Task prompt — Determine the number of lines below that contain "framework". Write nothing but that number.

Supplied information —
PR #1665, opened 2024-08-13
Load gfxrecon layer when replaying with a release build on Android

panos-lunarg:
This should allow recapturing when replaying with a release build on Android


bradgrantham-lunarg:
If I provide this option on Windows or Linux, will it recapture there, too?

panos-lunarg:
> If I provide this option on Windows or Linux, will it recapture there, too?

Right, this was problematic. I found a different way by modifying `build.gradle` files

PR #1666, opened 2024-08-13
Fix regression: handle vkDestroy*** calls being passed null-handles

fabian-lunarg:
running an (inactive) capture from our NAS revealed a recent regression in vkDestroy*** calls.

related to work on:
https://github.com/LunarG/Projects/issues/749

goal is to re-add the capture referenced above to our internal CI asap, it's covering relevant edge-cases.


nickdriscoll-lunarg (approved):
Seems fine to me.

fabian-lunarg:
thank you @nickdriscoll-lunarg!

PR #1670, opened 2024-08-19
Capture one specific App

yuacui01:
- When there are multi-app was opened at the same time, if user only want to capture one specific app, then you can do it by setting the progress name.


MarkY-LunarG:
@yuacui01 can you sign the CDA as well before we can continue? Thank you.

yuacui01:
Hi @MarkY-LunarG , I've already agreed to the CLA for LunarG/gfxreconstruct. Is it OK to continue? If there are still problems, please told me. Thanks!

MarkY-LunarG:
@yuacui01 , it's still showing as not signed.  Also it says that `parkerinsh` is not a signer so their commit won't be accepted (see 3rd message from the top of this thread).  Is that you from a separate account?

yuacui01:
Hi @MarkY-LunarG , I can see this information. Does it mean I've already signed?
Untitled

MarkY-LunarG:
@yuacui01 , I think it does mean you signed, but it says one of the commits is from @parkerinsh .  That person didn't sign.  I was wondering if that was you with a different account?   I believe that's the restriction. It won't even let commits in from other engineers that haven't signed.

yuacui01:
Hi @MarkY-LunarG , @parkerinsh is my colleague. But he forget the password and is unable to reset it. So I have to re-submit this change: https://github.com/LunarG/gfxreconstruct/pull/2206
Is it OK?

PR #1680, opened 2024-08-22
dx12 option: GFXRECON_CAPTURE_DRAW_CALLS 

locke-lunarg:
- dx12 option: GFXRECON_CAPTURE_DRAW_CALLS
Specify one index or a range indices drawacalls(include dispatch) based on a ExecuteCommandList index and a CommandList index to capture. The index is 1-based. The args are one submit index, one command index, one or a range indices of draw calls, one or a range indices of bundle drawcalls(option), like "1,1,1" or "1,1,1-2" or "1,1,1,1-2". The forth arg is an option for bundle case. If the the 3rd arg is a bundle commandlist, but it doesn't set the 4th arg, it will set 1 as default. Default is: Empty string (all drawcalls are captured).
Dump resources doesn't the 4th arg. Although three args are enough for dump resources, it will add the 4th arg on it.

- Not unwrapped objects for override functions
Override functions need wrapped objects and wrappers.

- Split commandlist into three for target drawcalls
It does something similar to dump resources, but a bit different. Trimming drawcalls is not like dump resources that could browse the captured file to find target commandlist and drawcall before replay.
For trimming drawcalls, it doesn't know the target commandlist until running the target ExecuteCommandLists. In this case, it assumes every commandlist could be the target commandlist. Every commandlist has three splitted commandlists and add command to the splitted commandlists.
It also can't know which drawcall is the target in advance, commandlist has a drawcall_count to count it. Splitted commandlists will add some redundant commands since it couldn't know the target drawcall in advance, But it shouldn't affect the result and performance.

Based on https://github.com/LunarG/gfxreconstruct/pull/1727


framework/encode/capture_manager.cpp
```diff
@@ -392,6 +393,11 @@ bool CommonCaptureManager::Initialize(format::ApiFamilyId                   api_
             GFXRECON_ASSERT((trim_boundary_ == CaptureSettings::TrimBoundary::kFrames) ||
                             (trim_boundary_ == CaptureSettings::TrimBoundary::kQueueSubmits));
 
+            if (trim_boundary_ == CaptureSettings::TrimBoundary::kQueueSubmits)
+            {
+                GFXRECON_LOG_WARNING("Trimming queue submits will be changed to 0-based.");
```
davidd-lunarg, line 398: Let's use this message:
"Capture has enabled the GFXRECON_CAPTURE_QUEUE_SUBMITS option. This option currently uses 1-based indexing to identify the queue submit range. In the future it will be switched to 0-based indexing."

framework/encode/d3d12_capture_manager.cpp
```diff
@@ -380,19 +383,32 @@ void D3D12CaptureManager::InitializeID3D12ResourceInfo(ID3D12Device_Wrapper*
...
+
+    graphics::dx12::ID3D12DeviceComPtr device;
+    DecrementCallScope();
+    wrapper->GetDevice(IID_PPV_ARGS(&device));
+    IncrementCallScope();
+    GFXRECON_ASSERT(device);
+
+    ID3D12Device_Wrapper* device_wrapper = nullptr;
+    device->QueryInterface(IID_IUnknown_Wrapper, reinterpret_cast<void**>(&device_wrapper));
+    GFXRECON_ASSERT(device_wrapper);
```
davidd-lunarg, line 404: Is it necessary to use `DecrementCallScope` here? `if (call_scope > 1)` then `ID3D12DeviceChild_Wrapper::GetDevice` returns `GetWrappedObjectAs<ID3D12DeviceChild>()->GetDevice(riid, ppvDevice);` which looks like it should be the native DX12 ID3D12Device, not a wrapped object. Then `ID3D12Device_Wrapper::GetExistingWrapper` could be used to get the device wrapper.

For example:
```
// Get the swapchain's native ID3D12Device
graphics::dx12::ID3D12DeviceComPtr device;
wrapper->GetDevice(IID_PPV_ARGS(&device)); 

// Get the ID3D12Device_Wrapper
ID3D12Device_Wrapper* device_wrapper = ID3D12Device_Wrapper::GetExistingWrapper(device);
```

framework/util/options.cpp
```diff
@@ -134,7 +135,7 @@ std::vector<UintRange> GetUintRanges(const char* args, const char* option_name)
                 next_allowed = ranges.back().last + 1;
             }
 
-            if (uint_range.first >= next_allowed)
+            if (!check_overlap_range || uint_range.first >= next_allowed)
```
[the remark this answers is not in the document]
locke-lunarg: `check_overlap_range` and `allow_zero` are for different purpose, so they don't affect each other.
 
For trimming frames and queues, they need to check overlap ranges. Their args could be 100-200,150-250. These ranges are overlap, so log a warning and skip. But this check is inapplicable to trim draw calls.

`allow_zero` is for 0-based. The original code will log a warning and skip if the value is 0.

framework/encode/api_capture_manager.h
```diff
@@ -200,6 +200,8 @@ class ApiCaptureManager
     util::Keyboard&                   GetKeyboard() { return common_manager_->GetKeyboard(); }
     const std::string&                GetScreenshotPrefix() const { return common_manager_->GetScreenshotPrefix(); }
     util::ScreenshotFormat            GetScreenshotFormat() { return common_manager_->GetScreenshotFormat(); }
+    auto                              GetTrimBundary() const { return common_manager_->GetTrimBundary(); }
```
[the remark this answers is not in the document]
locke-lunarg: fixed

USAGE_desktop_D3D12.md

Expected answer — 4